*** Opening of Records shown ***
PR #1271, opened 2026-02-25
Introduce re-calculation of glitch filter window sizes depending on c…

james-p-foster:
…ontroller / estimator thread dt and a nominal window length in seconds; preserve WBCC develop functionality where possible

### DIFF
--- a/ihmc-common-walking-control-modules/src/main/java/us/ihmc/commonWalkingControlModules/sensors/footSwitch/JointTorqueBasedFootSwitch.java
+++ b/ihmc-common-walking-control-modules/src/main/java/us/ihmc/commonWalkingControlModules/sensors/footSwitch/JointTorqueBasedFootSwitch.java
@@ -40,11 +40,18 @@ import java.util.List;
 public class JointTorqueBasedFootSwitch implements FootSwitchInterface
 {
    private static final double GRAVITY_Z = -9.81;
+   private static final int FORCE_THRESHOLD_WINDOW_SIZE = 2;
+   private static final int COP_THRESHOLD_WINDOW_SIZE = 3;
+   private static final int MINIMUM_WINDOW_SIZE = Math.min(FORCE_THRESHOLD_WINDOW_SIZE, COP_THRESHOLD_WINDOW_SIZE);
    private final YoRegistry registry;
 
    private final BooleanProvider useJacobianTranspose;
    private final JointTorqueBasedTouchdownDetector touchdownDetector;
    private final JacobianBasedBasedTouchdownDetector wrenchDetector;
+
+   private final YoInteger contactThresholdWindowSize;
+   private final YoDouble contactThresholdWindow;
+   private final DoubleProvider switchDT;
 
    private final MovingReferenceFrame soleFrame;
 
@@ -57,7 +64,8 @@ public class JointTorqueBasedFootSwitch implements FootSwitchInterface
                                      DoubleProvider contactForceThresholdLow,
                                      DoubleProvider contactForceThresholdHigh,
                                      DoubleProvider contactCoPThreshold,
-                                     YoInteger contactThresholdWindowSize,
+                                     double contactWindowLength,
+                                     DoubleProvider switchDT,
                                      BooleanProvider compensateGravity,
                                      DoubleProvider horizontalVelocityThreshold,
                                      DoubleProvider verticalVelocityThreshold,
@@ -95,6 +103,14 @@ public class JointTorqueBasedFootSwitch implements FootSwitchInterface
       }
 
       registry = new YoRegistry(jointToRead.getName() + getClass().getSimpleName());
+
+      this.switchDT = switchDT;
+
+      contactThresholdWindow = new YoDouble(namePrefix + "ContactThresholdWindow", registry);
+      contactThresholdWindow.set(contactWindowLength);
+      contactThresholdWindowSize = new YoInteger(namePrefix + "ContactThresholdWindowSize", registry);
+      contactThresholdWindowSize.set(Math.max(1, (int) Math.ceil(contactWindowLength / switchDT.getValue())));
+
       touchdownDetector = new JointTorqueBasedTouchdownDetector(namePrefix,
                                                                 jointToRead,
                                                                 true,
@@ -131,6 +147,9 @@ public class JointTorqueBasedFootSwitch implements FootSwitchInterface
    @Override
    public void update()
    {
+      // Account for any changes in the DT by updating the window size to maintain a consistent time window for contact detection.
+      contactThresholdWindowSize.set(Math.max(MINIMUM_WINDOW_SIZE, (int) Math.ceil(contactThresholdWindow.getDoubleValue() / switchDT.getValue())));
+
       touchdownDetector.update();
 
       wrenchDetector.calculate();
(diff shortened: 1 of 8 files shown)


ihmc-common-walking-control-modules/src/main/java/us/ihmc/commonWalkingControlModules/sensors/footSwitch/JointTorqueBasedFootSwitchFactory.java
```diff
@@ -22,7 +20,7 @@ public class JointTorqueBasedFootSwitchFactory implements FootSwitchFactory
    private double defaultContactThresholdForceLow = 50.0;
    private double defaultContactThresholdForceHigh = 100.0;
    private double defaultContactCoPThreshold = 0.01;
-   private int defaultContactWindowSize = 10;
+   private double defaultContactWindow = 0.05; // slightly higher than previous WBCC-specific window of 0.03s
```
Beomyeong: Is it righr? It was 10 but the comment says it was 0.03

ihmc-common-walking-control-modules/src/main/java/us/ihmc/commonWalkingControlModules/sensors/footSwitch/JointTorqueBasedFootSwitchFactory.java
```diff
@@ -67,9 +64,9 @@ public void setDefaultHigherContactThresholdTorque(double defaultHigherContactTh
       this.defaultHigherContactThresholdTorque = defaultHigherContactThresholdTorque;
    }
 
-   public void setDefaultContactWindowSize(int defaultContactWindowSize)
+   public void setDefaultContactWindow(double window)
```
Beomyeong: Also, isn't windowsize the int not the double?

ihmc-common-walking-control-modules/src/main/java/us/ihmc/commonWalkingControlModules/sensors/footSwitch/JointTorqueBasedFootSwitchFactory.java
james-p-foster: The previous window size was 10 ticks, now we have changed to specifying the window length in seconds -- this change is 0.05, which the comment says is "slightly higher" than the previous setting of 0.03s. I think this will be near enough to make no difference for the WBCC, but happy to hear your opinion otherwise.

ihmc-common-walking-control-modules/src/main/java/us/ihmc/commonWalkingControlModules/sensors/footSwitch/JointTorqueBasedFootSwitchFactory.java
james-p-foster: See previous comment -- this is now a window length in seconds, not a size in ticks

Beomyeong (approved):

ihmc-common-walking-control-modules/src/main/java/us/ihmc/commonWalkingControlModules/sensors/footSwitch/JointTorqueBasedFootSwitch.java
```diff
@@ -95,6 +103,14 @@ public JointTorqueBasedFootSwitch(String namePrefix,
       }
 
       registry = new YoRegistry(jointToRead.getName() + getClass().getSimpleName());
+
+      this.switchDT = switchDT;
+
+      contactThresholdWindow = new YoDouble(namePrefix + "ContactThresholdWindow", registry);
```
rjgriffin42: Is this meant to be a duration? If so, could you change the name to reflect that it's a duration?

ihmc-common-walking-control-modules/src/main/java/us/ihmc/commonWalkingControlModules/sensors/footSwitch/JointTorqueBasedFootSwitch.java
```diff
@@ -95,6 +103,14 @@ public JointTorqueBasedFootSwitch(String namePrefix,
...
+      contactThresholdWindow.set(contactWindowLength);
+      contactThresholdWindowSize = new YoInteger(namePrefix + "ContactThresholdWindowSize", registry);
+      contactThresholdWindowSize.set(Math.max(1, (int) Math.ceil(contactWindowLength / switchDT.getValue())));
```
stefanfasano: should this just use MINIMUM_WINDOW_SIZE instead of 1? If that is the case, you could tie the calculation of this window size as a change listener for if the threshold window duration variable changes, however that would not capture if the DT changes (cause you can't add a listener to a double provider), so it is probably best to keep that in the update loop like you already have

ihmc-common-walking-control-modules/src/main/java/us/ihmc/commonWalkingControlModules/sensors/footSwitch/JointTorqueBasedFootSwitch.java
```diff
@@ -391,10 +410,12 @@ public JacobianBasedBasedTouchdownDetector(RigidBodyBasics foot,
          verticalVelocity = new YoDouble(namePrefix + "VerticalVelocity", registry);
 
          isPastForceThresholdLow = new YoBoolean(namePrefix + "IsPastForceThresholdLow", registry);
-         isPastForceThresholdLowFiltered = new GlitchFilteredYoBoolean(namePrefix + "IsPastForceThresholdLowFiltered", registry, isPastForceThresholdLow, 2);
+         isPastForceThresholdLowFiltered = new GlitchFilteredYoBoolean(namePrefix + "IsPastForceThresholdLowFiltered", registry, isPastForceThresholdLow,
+                                                                       FORCE_THRESHOLD_WINDOW_SIZE);
```
stefanfasano, line 414: should FORCE_THRESHOLD_WINDOW_SIZE and COP_THRESHOLD_WINDOW_SIZE get the same treatment as contactThresholdWindowSize?

ihmc-common-walking-control-modules/src/main/java/us/ihmc/commonWalkingControlModules/sensors/footSwitch/JointTorqueBasedFootSwitchFactory.java
stefanfasano: re-robert's point, I'd add the word "duration" to this variable. Also if you are adding a comment about how that is slightly higher than the controller window of 0.03, I'd also indicate it is also higher than estimator window of 0.01 since I think estimator made one of these objects as well

stefanfasano (approved):

ihmc-common-walking-control-modules/src/main/java/us/ihmc/commonWalkingControlModules/sensors/footSwitch/JointTorqueBasedFootSwitch.java
james-p-foster: Renamed

ihmc-common-walking-control-modules/src/main/java/us/ihmc/commonWalkingControlModules/sensors/footSwitch/JointTorqueBasedFootSwitch.java
james-p-foster: Good catch, it's now the min size. Like you say, I'm gonna keep it in the update loop

ihmc-common-walking-control-modules/src/main/java/us/ihmc/commonWalkingControlModules/sensors/footSwitch/JointTorqueBasedFootSwitch.java
james-p-foster: I thought about this, but decided against it. They're already low, at 2-3 with the WBCC @ 333Hz. If we cut them down to e.g MPC rate at 50Hz, these will <1, so not possible. Therefore, I left them, and made sure that the overall window size was no less than the largest of these two.

ihmc-common-walking-control-modules/src/main/java/us/ihmc/commonWalkingControlModules/sensors/footSwitch/JointTorqueBasedFootSwitchFactory.java
james-p-foster: Appended duration and added estimator window comment, important to note that this variable is always overwritten in `AlexWalkingControllerParameters` and `AlexStateEstimatorParameters` tho so all good

ihmc-common-walking-control-modules/src/main/java/us/ihmc/commonWalkingControlModules/sensors/footSwitch/JointTorqueBasedFootSwitchFactory.java
james-p-foster: Appended `Duration`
*** Close of Records shown ***
_Work instructions_: Write out, please, only the lines from the one with "james-p-foster: Appended duration" through the last line above, both included and unchanged.

_Solution to the exercise_:
james-p-foster: Appended duration and added estimator window comment, important to note that this variable is always overwritten in `AlexWalkingControllerParameters` and `AlexStateEstimatorParameters` tho so all good

ihmc-common-walking-control-modules/src/main/java/us/ihmc/commonWalkingControlModules/sensors/footSwitch/JointTorqueBasedFootSwitchFactory.java
james-p-foster: Appended `Duration`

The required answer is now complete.